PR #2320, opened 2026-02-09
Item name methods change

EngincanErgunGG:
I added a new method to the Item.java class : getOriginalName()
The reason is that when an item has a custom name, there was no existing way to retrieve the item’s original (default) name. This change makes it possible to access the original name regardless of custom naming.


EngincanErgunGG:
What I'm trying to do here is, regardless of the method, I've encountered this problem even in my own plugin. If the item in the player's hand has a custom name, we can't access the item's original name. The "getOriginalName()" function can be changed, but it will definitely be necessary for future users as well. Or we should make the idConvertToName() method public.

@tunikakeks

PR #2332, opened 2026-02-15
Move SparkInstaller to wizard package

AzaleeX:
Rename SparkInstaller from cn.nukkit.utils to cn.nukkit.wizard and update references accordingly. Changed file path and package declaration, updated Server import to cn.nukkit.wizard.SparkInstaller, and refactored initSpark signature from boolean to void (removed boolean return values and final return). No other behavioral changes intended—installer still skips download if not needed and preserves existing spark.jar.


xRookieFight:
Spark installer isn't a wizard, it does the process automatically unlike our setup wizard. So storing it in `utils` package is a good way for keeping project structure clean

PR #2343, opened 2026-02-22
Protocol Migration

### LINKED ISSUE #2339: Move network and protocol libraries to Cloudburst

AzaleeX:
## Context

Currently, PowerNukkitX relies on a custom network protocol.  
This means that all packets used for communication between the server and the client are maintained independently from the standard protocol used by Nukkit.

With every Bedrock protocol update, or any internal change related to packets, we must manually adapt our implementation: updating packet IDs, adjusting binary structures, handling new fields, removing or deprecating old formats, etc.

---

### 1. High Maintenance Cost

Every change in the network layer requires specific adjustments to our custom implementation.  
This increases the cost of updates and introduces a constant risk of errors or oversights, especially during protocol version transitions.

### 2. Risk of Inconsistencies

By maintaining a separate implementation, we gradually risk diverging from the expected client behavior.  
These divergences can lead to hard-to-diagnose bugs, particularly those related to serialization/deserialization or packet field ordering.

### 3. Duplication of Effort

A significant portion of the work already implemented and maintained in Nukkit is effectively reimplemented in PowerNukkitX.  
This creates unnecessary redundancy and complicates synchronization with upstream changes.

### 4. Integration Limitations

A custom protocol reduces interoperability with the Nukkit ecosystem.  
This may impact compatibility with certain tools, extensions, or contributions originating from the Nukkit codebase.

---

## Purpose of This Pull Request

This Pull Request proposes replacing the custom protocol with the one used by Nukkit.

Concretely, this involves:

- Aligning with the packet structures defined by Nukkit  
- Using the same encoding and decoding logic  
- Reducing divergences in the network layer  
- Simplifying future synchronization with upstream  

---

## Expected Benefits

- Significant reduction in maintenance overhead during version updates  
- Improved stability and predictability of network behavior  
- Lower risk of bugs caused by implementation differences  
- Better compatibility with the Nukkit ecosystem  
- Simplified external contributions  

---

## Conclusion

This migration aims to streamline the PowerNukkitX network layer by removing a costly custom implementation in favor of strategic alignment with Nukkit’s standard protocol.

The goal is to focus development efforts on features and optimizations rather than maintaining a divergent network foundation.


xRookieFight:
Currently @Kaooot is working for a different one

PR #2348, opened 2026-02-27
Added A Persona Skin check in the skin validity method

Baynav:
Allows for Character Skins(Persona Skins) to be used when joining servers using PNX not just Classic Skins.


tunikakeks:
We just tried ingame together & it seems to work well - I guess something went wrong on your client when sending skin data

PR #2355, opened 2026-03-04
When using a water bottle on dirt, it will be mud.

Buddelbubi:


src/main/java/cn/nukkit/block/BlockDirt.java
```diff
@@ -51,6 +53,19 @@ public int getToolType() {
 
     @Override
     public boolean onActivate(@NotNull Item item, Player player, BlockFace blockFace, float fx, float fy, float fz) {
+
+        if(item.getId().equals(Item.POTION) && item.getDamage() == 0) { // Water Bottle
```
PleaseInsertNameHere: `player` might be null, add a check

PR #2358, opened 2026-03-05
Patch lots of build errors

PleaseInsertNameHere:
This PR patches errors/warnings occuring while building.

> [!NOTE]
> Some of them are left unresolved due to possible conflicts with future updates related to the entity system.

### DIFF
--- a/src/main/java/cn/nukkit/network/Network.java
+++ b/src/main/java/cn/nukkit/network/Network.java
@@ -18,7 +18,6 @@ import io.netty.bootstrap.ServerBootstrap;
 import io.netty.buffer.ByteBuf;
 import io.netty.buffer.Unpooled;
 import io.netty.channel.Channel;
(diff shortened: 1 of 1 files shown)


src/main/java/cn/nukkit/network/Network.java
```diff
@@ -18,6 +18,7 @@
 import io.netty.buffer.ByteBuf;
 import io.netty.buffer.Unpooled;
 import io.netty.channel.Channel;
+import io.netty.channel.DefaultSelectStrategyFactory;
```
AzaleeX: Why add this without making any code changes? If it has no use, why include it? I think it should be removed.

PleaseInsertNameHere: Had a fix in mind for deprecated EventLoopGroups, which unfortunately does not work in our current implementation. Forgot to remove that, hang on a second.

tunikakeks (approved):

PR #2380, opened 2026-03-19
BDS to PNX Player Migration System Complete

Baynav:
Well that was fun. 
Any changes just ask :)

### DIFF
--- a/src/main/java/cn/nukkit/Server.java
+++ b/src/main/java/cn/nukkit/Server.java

------------------------------------------------

**EXERCISE REQUIREMENTS**.
Give back exactly the material above from its opening line to the line bearing "With every Bedrock".

**EXERCISE RESULT**.
PR #2320, opened 2026-02-09
Item name methods change

EngincanErgunGG:
I added a new method to the Item.java class : getOriginalName()
The reason is that when an item has a custom name, there was no existing way to retrieve the item’s original (default) name. This change makes it possible to access the original name regardless of custom naming.


EngincanErgunGG:
What I'm trying to do here is, regardless of the method, I've encountered this problem even in my own plugin. If the item in the player's hand has a custom name, we can't access the item's original name. The "getOriginalName()" function can be changed, but it will definitely be necessary for future users as well. Or we should make the idConvertToName() method public.

@tunikakeks

PR #2332, opened 2026-02-15
Move SparkInstaller to wizard package

AzaleeX:
Rename SparkInstaller from cn.nukkit.utils to cn.nukkit.wizard and update references accordingly. Changed file path and package declaration, updated Server import to cn.nukkit.wizard.SparkInstaller, and refactored initSpark signature from boolean to void (removed boolean return values and final return). No other behavioral changes intended—installer still skips download if not needed and preserves existing spark.jar.


xRookieFight:
Spark installer isn't a wizard, it does the process automatically unlike our setup wizard. So storing it in `utils` package is a good way for keeping project structure clean

PR #2343, opened 2026-02-22
Protocol Migration

### LINKED ISSUE #2339: Move network and protocol libraries to Cloudburst

AzaleeX:
## Context

Currently, PowerNukkitX relies on a custom network protocol.  
This means that all packets used for communication between the server and the client are maintained independently from the standard protocol used by Nukkit.

With every Bedrock protocol update, or any internal change related to packets, we must manually adapt our implementation: updating packet IDs, adjusting binary structures, handling new fields, removing or deprecating old formats, etc.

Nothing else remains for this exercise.